Empfindet Zug angenehmer/entspannter als Auto, weil die Zeit genutzt werden kann. (Morgens zum Aufwachen, Teetrinken und Zeitung lesen. Abends zum schlafen)
Im Sommer könnten die 15 km anstatt mit dem Auto mit einem E-Bike zurückgelegt werden. Das wäre eine Verbesserung. Aufgrund von Bequemlichkeit und Unentschlossenheit nimmt die Person immer noch das Auto.

Interview 2
1 Stunde von Tür zu Tür (Zug und Bus/Velo)
Nutzt die Zeit um am Morgen aufzuwachen oder noch ein wenig zu schlafen, Musik zu hören und zu lesen. Am Abend wird die Zeit im Zug genutzt um mit dem Handy zu kommunizieren (FB, Telefon, What'up etc.)
Mühsam ist, wenn der Stadtbus Verspätung hat und der Anschlusszug nicht erreicht wird.

Interview 3
1.5 Stunden von Tür zu Tür (Zug und S-Bahn)
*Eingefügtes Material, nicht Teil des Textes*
PR #1301, opened 2019-07-18
JAVA-2338: Revisit toString() for data container types

olim7t:
Contrary to what I initially suggested on the ticket, I didn't sanitize the output, because the existing implementations for tuples/UDTs didn't do it. I think it's a corner case anyway, and if needed it's pretty easy to reimplement in your own utility method.

### DIFF
--- a/core/src/main/java/com/datastax/oss/driver/api/core/cql/Row.java
+++ b/core/src/main/java/com/datastax/oss/driver/api/core/cql/Row.java
@@ -19,6 +19,7 @@ import com.datastax.oss.driver.api.core.data.GettableById;
 import com.datastax.oss.driver.api.core.data.GettableByIndex;
 import com.datastax.oss.driver.api.core.data.GettableByName;
 import com.datastax.oss.driver.api.core.detach.Detachable;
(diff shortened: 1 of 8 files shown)


core/src/main/java/com/datastax/oss/driver/api/core/cql/Row.java
```diff
@@ -33,4 +34,55 @@
...
+      String name = definition.getName().asCql(true);
+      TypeCodec<Object> codec = codecRegistry().codecFor(definition.getType());
+      Object value = codec.decode(getBytesUnsafe(i), protocolVersion());
+      result.append(name).append(':').append(codec.format(value));
+    }
+    return result.append("]").toString();
+  }
+
+  /**
+   * Returns an abstract representation of this object, <b>that does not include the row's
```
adutra: The method contracts specified here are implementation-dependent. I would suggest that we stress that these characteristics (no row's contents, default format of `toString` etc.) are only valid as long as the actual implementation is a driver built-in one.

olim7t: 👍 will do

adutra (approved):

Aufgrund von Familie ist ein Ortswechsel im Moment kein Thema.
Nutzt die Zeit im Zug um zu arbeiten oder Zeitung zu lesen.
Um nicht jeden Tag pendeln zu müssen, übernachtet die Person einmal pro Woche vor Ort.
Sofern möglich, wird einmal pro Woche von zuhause aus gearbeitet (Homeoffice).